I've never had a proper relationship and I don't seek out groups/clubs to fit in with but I don't look after myself or plan for the future much either. I can really relate to the 5 Sx "I only have enough for one other so I have to be sure I've found the right one" but it seems silly that until I was 23 I shunned the idea of relationships completely and even since then I've made no effort to find one. Unless that's what it is to be unhealthy? 

I need a book or five, I've made a thread to request it too :laughing:


----------



## zallla (Oct 11, 2011)

asmit127 said:


> I need a book or five, I've made a thread to request it too :laughing:


If I ever write one, I'll promise to send you a copy :tongue: Don't get too excited though, with my passive nature it'll take two hundred years to actually do it


----------



## Aerorobyn (Nov 11, 2009)

Sp: 9
Sx: 4
So: 8

Sp/So or So/Sp according to your test/questions. 

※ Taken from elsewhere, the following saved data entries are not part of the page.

PR #600, opened 2024-06-05
Chore: Create server addon package enhancements

iLLiCiTiT:
## Changelog Description
Create package script does not copy files around unless it was asked for. So if zip should be created, only file which is created on disk is output package zip.

## Additional info
Do most of the logic only in memory without copying files around. This means that `--keep-sources` argument does not have usage as there are no sources. But `--skip-zip` still can be used.

Changed docstring in houdini `version.py` (the template changed while PR was opened).

## Testing notes:
1. Running `python ./create_ayon_addon.py` should output the same packages as before but a little bit faster.

### DIFF
--- a/server_addon/create_ayon_addons.py
+++ b/server_addon/create_ayon_addons.py
@@ -1,3 +1,4 @@
+import io
 import os
 import sys
 import re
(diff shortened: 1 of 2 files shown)


MustafaJafar (approved):
It works and it's faster. 
I didn't notice any difference.

Issue #1488, opened 2025-10-16
YN-0117: USD texture publish to different drive


ynbot:
### Please describe the issue you have encountered?

Hey, so this works fine for textures, but it's not working for the look

It half works, it publishes the look usd file to the T drive

but the relative textures remain on the Z drive

And the path to the lookMain file in the USD point towards the Z drive as well 

### Additional context:

_This issue was automatically created from AYON ticket [YN-0117](https://support.ayon.app/projects/Active_Clients/overview)_

BigRoy:
This issue is still present here: https://github.com/ynput/ayon-core/blob/develop/client/ayon_core/pipeline/publish/lib.py#L986

PR #1506, opened 2025-10-27
Use correct publish template in `get_instance_expected_output_path`

BigRoy:
## Changelog Description

Use correct publish template in `get_instance_expected_output_path`
## Additional info

Fix https://github.com/ynput/ayon-core/issues/1488

Without this fix USD files generated with USD contribution workflow will still reference/sublayer paths that are at the default anatomy template instead of a custom one e.g. if set for `look` or `usd` products.

## Testing notes:

1.  With this fix USD files generated with USD contribution workflow will still reference/sublayer paths that are the correct anatomy template instead of the default one, e.g. if set for `look` or `usd` products.


MustafaJafar (approved):
It works as before with default template.
and it also works when updating the template ❤️.

Issue #1504, opened 2025-10-24
YN-0141: My tasks not displaying in Workfiles App inside Blender Host


ynbot:
### Please describe the issue you have encountered?

 
While having `assignee` on task and it correctly been used when using `My Task` knob within the Launcher it doesnt work properly and instead of filtering the task just for the `My Tasks` it does not show any of those but empty browser instead which is not correct.

It happens and been spotted in `3dsmax` `maya` and `blender` host apps. So pretty much everywhere.

### How to replicate the issue?

Assign an assignee to particular task within active project and use filter tool `My Tasks` in the Launcher and the same when the host app been running but using `Workfiles` tool instead where the filtering been failing and show nothing instead...

<img width="1390" height="939" alt="Image" src="https://github.com/user-attachments/assets/77b7c905-cb63-4e62-bae9-5cd35a53e739" />

Been tested with latest `ayon-core 1.6.6` and `ayon-applications 1.2.4`

### Additional context:
link to discussion on [Discord](https://discord.com/channels/517362899170230292/1430849746020597851/1430849750160375910)
_(might be a private channel)_

_This issue was automatically created from AYON ticket [YN-0141](https://support.ayon.app/projects/Active_Clients/overview)_

PR #1508, opened 2025-10-27
Workfiles tool: Fix my tasks filtering

iLLiCiTiT:
## Changelog Description
Fix filtering by my tasks in workfiles tool.

## Additional info
Workfiles window stored current project before refresh of the controller. Now is the project re-set after each refresh.

## Testing notes:
1. My tasks filter works as expected.

Resolves https://github.com/ynput/ayon-core/issues/1504

### DIFF
--- a/client/ayon_core/tools/workfiles/widgets/window.py
+++ b/client/ayon_core/tools/workfiles/widgets/window.py
@@ -411,7 +411,6 @@ class WorkfilesToolWindow(QtWidgets.QWidget):
             entity_ids = self._controller.get_my_tasks_entity_ids(
                 self._project_name
             )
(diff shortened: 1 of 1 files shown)


LiborBatek (approved):
Been tested in `blender` and `maya` in the `Workfiles` tool and also in the `Launcher` and all seems working.
Launcher02

note: There arent any host apps icons next to the workfiles in the list (right hand side panel with all available workfiles) and also those which arent eligible for launching arent visible too... which I guess is on purpose (aka those outdated workfiles simply not shown)

correct me if Im assuming it wrong... below is example in the Launcher

Launcher


LGTM

PR #1510, opened 2025-10-27
Library: Implemented copy of source folder thumbnail

kalisp:
## Changelog Description
Only product thumbnails were copied previously, now even folder base thumbnail gets copied.

## Testing notes:
1. pick some folder with attached thumbnail
2. push product of this folder to Library and use `Create New Folder`
3. check in Loader that destination folder was created with thumbnail (select only created folder, thumbnail should be different from product one)

### DIFF
--- a/client/ayon_core/addon/base.py
+++ b/client/ayon_core/addon/base.py
@@ -141,6 +141,9 @@ def _get_ayon_bundle_data() -> tuple[
 ]:
     studio_bundle_name = os.environ.get("AYON_STUDIO_BUNDLE_NAME")
     project_bundle_name = os.getenv("AYON_BUNDLE_NAME")
+    # If AYON launcher <1.4.0 was used
+    if not studio_bundle_name:
+        studio_bundle_name = project_bundle_name
     bundles = ayon_api.get_bundles()["bundles"]
     studio_bundle = next(
         (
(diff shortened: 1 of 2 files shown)


client/ayon_core/tools/push_to_project/models/integrate.py
```diff
@@ -733,6 +737,36 @@ def _create_folder(
...
+                with tempfile.NamedTemporaryFile(delete=False) as tmp_file:
+                    tmp_file.write(thumbnail.content)
+                    temp_file_path = tmp_file.name
+
+                new_thumbnail_id = ayon_api.create_thumbnail(
+                    project_entity["name"], temp_file_path)
+            finally:
+                if temp_file_path and os.path.exists(temp_file_path):
+                    os.remove(temp_file_path)
+        return new_thumbnail_id
```
iLLiCiTiT:
```suggestion
        if not src_folder_entity["thumbnailId"]:
            return None

        thumbnail = ayon_api.get_folder_thumbnail(
            self._item.src_project_name,
            src_folder_entity["id"],
            src_folder_entity["thumbnailId"]
        )
        if not thumbnail.id:
            return None

        with tempfile.NamedTemporaryFile(delete=False) as tmp_file:
            tmp_file.write(thumbnail.content)
            temp_file_path = tmp_file.name

        new_thumbnail_id = None
        try:
            new_thumbnail_id = ayon_api.create_thumbnail(
                project_entity["name"], temp_file_path)
        finally:
            if os.path.exists(temp_file_path):
                os.remove(temp_file_path)
        return new_thumbnail_id
```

Instinctual variants have always been the most difficult part of the enneagram for me to pinpoint on myself. I've been trying to think of it in terms of how I have been for the majority of my life (from as far back into my childhood as I can remember) and when I do that, this is what I come up with: for the majority of my life, I have been the most concerned about social ties. I feel that if most of the world sees me as a 'special' person, then all else will fall into place. Reading the questions you posted, I believe that the social variant that has been dominant for most of my life, but over the years I have been more concerned with just doing my own thing and trying to worry less about the social world will perceive me; however, it doesn't always work that way - I typically always find myself running back to, "I need to do it this way. This is the way that will most likely get me the most social recognition." The truth is, I really need/want/desire recognition in the things I do - that keeps me sane, for the most part. With all of this, I'm inclined to believe that I could possibly be So/Sp. 


This is the description for the So/Sp type six that I found: 



> Social/self-pres
> 
> This type appears One-like also, but for different reasons. This time, the social instinct combines with the self-pres to give this subtype *a strong desire to know where they fit within the group*, with whom they can make strong alliances. Conversely, *they can counterphobicaly oppose groups.* They are usually political in some form. Adhering to rules is seen as very important to this type. They *have issues with authority, such as distrusting reactively* or trusting too vehemently. This is the result of their *lack of a close connection to people* (a function of the undeveloped sexual instinct). Their allegiance is not to individuals but to a group of like-minded others. This subtype could possibly find themselves in jobs such as with the police of firefighting force, and in such professions where it is possible to *identify with a group which has* clearly defined rules and *purposes. *On the up side, these are people with a strong moral compass; they *can be counted on to do the right thing.* They do volunteer work. They become politicians. They are generally solid people. On the down side, their *"us against them" thinking* can turn into bigotry, paranoia, and "playing the martyr."
> 
> *In relationships, they can appear almost Two-like sometimes.* Their need for people in their lives, coupled with the sexual instinct being last, causes them to *worry about the close bonds they have with others and can also cause them to "go towards" while at the same time requiring validation about the strength of the bond.* On the down side, they *can become very critical of others when they fear their differences.* *Their need to find security within the group is threatened when others don’t do things the way they do or think the way they think.* This occurs mostly when this subtype is unhealthy. When they are healthier, the differences between themselves and others are not bothersome and may even be seen as reassuring.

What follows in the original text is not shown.